Records from a data collection:
# # #
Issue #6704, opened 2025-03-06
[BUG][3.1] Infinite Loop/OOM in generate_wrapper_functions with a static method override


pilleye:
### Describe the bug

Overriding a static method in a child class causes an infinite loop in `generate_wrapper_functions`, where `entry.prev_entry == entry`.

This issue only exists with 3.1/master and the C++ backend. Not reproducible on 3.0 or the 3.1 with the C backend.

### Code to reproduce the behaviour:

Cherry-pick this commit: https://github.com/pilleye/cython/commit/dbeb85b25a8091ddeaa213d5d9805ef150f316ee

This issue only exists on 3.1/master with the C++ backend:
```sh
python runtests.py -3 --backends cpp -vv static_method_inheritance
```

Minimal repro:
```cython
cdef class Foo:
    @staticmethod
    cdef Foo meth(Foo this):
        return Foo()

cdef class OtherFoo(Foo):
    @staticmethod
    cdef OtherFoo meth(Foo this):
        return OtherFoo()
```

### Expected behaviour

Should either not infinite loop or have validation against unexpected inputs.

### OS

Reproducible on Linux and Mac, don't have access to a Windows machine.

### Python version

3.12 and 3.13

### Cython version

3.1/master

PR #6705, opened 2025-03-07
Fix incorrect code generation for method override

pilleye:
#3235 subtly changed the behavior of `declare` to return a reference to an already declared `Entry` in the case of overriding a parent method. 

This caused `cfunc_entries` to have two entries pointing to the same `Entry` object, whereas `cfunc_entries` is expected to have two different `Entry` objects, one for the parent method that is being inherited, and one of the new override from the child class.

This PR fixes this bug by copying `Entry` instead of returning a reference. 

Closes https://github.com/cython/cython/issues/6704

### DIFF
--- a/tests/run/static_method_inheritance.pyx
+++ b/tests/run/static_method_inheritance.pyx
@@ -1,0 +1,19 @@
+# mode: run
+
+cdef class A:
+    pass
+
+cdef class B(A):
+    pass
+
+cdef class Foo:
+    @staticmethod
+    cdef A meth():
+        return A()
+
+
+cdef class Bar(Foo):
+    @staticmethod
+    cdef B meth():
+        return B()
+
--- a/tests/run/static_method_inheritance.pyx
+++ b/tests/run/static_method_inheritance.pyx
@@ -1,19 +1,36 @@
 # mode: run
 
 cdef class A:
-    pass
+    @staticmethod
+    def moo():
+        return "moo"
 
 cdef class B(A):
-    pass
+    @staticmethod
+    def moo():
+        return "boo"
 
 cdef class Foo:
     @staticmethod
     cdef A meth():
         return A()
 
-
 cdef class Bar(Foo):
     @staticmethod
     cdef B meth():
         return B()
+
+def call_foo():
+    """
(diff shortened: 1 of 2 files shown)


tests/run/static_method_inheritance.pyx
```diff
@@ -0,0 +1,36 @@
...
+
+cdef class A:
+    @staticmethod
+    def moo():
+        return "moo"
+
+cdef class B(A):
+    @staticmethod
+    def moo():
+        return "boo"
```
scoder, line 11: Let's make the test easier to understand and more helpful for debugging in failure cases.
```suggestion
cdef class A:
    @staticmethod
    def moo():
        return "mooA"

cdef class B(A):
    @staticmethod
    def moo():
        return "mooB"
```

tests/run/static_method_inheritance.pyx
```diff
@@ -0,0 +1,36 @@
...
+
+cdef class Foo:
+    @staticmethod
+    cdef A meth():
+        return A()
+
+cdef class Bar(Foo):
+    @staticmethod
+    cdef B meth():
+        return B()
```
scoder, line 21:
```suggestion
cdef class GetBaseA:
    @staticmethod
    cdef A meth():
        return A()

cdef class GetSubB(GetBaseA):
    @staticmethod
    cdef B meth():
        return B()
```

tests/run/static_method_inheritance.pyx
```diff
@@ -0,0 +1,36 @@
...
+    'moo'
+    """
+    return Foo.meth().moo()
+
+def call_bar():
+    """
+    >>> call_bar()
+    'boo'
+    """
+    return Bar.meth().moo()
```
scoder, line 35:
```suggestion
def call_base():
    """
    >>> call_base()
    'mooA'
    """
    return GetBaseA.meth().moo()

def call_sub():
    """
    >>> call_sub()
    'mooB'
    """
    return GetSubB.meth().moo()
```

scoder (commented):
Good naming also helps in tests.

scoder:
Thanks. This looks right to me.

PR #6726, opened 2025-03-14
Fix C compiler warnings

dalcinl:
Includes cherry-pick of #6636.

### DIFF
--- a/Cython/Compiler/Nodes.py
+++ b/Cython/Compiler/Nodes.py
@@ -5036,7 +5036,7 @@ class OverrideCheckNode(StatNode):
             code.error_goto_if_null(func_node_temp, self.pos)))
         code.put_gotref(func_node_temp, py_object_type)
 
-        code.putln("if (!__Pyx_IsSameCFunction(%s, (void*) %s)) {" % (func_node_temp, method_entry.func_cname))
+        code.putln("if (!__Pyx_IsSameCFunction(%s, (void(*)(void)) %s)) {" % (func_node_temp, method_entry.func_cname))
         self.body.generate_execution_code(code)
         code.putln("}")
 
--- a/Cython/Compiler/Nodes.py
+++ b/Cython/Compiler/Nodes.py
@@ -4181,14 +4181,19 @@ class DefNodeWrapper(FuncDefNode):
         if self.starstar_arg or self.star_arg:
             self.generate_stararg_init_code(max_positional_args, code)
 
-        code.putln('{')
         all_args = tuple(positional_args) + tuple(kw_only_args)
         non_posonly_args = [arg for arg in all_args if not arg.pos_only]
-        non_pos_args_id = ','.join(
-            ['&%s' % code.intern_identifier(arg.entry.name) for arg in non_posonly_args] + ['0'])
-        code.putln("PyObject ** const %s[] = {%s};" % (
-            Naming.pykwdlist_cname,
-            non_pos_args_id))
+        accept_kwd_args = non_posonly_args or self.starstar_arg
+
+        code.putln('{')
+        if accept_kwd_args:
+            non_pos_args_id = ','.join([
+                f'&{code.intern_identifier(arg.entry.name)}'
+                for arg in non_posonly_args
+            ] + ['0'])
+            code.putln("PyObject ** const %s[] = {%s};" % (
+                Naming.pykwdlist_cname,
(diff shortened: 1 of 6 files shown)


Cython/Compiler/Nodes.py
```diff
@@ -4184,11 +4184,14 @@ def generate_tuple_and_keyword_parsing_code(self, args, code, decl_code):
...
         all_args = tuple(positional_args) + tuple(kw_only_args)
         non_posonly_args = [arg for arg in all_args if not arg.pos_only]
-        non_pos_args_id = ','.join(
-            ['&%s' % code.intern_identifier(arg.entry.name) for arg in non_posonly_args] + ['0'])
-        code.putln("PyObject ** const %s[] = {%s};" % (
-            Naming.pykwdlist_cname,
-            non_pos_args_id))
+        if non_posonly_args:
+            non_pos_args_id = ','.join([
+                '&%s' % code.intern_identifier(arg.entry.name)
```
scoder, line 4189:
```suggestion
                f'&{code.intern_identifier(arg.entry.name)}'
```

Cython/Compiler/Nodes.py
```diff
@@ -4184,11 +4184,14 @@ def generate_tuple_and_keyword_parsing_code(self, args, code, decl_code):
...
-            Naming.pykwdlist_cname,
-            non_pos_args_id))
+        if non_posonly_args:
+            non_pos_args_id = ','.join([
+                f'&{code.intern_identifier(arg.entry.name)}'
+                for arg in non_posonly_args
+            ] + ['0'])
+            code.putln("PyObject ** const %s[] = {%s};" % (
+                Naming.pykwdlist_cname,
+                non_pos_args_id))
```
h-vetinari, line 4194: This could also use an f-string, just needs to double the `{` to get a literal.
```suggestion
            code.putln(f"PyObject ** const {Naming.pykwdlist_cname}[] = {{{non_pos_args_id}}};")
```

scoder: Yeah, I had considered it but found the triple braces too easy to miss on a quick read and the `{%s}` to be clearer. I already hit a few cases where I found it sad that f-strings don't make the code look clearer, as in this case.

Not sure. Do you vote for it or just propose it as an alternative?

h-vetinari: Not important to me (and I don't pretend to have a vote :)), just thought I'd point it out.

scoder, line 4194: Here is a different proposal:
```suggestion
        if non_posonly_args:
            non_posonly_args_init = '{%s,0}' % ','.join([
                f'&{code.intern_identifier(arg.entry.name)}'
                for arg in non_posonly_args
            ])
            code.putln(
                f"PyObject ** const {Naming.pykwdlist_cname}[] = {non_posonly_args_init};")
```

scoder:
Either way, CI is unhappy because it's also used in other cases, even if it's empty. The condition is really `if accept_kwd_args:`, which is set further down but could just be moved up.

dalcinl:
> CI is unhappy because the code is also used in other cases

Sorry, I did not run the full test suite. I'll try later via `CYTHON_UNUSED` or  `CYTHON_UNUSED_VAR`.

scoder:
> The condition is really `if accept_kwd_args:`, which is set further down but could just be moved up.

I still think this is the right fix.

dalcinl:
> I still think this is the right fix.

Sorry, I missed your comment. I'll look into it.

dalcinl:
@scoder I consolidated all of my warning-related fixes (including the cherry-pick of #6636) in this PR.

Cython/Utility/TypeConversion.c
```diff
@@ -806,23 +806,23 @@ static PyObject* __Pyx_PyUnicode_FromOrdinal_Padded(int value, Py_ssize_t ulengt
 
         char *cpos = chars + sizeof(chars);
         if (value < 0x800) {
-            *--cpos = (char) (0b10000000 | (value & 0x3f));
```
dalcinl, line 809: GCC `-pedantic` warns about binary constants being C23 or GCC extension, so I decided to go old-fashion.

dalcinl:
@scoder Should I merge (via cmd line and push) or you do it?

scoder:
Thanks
# # #
→ Aim of the exercise
Pull every line containing "different" out of the data above.

→ Written response
This caused `cfunc_entries` to have two entries pointing to the same `Entry` object, whereas `cfunc_entries` is expected to have two different `Entry` objects, one for the parent method that is being inherited, and one of the new override from the child class.
scoder, line 4194: Here is a different proposal:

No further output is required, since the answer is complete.